### ENTRIES SHOWN
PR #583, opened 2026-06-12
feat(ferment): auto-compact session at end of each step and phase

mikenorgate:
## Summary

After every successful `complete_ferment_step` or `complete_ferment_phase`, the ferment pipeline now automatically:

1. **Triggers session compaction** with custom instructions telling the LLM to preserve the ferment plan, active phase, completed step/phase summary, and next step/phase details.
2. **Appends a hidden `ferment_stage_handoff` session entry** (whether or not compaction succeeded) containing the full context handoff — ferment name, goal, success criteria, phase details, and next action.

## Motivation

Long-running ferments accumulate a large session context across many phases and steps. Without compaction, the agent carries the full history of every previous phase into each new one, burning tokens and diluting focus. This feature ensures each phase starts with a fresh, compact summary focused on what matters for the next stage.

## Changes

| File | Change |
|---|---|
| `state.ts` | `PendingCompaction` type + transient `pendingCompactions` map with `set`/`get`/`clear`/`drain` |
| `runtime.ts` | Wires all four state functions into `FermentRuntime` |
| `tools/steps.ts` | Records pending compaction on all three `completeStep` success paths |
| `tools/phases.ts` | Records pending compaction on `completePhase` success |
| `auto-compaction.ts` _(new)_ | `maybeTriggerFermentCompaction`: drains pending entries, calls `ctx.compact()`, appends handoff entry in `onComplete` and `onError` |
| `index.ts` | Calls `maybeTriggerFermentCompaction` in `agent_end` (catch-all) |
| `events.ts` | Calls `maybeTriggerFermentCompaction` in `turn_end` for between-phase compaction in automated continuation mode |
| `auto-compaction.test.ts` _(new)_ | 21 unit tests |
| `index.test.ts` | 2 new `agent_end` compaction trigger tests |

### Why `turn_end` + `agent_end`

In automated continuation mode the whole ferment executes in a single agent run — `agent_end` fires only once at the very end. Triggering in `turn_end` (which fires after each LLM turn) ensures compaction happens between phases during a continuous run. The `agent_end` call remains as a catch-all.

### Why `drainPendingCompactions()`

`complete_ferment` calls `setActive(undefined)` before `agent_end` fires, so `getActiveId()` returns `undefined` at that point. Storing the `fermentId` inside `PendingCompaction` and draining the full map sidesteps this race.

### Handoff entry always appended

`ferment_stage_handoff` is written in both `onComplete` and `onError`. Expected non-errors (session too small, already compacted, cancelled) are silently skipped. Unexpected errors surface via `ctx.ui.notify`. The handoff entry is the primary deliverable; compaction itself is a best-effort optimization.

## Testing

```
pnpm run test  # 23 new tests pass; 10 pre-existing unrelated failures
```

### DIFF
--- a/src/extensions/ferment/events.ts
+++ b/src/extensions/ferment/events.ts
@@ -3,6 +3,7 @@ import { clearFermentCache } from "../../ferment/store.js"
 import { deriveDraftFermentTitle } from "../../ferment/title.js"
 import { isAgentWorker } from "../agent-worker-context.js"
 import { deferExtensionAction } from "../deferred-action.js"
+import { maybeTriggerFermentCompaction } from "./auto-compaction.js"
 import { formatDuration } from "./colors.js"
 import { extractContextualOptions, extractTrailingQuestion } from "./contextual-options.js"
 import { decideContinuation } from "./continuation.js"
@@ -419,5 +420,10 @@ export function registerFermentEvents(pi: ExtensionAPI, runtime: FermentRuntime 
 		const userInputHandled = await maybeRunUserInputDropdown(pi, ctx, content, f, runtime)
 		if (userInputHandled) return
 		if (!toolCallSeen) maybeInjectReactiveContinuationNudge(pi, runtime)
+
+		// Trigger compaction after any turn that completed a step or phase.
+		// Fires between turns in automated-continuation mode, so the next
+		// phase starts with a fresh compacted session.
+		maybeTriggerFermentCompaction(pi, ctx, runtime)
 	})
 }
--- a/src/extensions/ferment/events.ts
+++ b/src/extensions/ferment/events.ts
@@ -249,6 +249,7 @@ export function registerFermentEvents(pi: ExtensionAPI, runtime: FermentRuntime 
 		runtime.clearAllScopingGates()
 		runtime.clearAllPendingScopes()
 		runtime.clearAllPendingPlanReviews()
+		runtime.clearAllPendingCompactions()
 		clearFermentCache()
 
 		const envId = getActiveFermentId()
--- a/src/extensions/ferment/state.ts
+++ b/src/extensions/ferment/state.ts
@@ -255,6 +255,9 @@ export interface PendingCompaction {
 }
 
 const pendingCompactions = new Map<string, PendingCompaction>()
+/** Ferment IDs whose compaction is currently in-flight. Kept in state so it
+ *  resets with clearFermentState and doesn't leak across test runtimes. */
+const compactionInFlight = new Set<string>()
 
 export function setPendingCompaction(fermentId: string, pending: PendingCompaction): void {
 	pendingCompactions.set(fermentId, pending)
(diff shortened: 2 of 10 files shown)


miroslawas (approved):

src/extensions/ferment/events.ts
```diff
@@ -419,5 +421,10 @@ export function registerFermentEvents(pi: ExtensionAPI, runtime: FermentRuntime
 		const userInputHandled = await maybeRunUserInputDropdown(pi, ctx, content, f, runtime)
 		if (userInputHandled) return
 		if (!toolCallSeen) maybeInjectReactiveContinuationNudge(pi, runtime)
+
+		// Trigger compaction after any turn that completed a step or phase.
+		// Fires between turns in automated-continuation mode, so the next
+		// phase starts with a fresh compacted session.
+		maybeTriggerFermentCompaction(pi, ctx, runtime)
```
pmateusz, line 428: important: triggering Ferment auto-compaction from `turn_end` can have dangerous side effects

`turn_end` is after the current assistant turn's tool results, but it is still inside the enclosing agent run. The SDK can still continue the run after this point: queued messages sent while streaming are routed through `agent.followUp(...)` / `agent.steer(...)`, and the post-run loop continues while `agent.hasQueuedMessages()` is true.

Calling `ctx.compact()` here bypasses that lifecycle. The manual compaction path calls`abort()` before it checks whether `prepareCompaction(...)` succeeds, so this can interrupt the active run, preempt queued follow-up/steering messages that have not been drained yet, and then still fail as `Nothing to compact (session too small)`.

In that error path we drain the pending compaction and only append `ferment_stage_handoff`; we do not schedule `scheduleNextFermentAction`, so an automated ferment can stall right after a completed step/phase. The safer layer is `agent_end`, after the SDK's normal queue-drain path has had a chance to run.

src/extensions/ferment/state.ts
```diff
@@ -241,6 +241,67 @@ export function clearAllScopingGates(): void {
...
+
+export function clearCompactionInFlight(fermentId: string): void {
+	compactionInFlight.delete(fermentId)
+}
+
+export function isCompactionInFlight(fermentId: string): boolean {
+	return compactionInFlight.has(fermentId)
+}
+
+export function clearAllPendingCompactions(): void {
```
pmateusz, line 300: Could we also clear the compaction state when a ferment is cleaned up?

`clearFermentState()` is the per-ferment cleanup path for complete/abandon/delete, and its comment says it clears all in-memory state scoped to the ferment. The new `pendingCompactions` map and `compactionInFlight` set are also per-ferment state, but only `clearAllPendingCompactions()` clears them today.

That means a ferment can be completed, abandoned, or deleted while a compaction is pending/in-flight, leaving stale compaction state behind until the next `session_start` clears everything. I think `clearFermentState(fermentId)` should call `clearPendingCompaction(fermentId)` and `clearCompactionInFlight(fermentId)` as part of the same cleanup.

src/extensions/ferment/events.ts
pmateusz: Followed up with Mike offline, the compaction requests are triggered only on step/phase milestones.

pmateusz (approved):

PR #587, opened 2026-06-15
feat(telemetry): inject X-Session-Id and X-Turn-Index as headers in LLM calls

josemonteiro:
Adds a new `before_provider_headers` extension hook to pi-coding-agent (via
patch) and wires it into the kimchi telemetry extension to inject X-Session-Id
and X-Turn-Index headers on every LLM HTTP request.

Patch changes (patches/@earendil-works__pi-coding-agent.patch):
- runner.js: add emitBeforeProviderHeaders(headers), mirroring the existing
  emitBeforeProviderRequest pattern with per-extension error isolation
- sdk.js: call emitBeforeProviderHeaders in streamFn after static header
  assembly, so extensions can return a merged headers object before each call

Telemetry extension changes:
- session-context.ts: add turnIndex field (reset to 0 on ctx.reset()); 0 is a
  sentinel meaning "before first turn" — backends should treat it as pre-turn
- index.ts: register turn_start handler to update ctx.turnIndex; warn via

### EXERCISE OBJECTIVE
Tell me how many lines in the data include "tools", giving only the number.

### WRITTEN ANSWER
2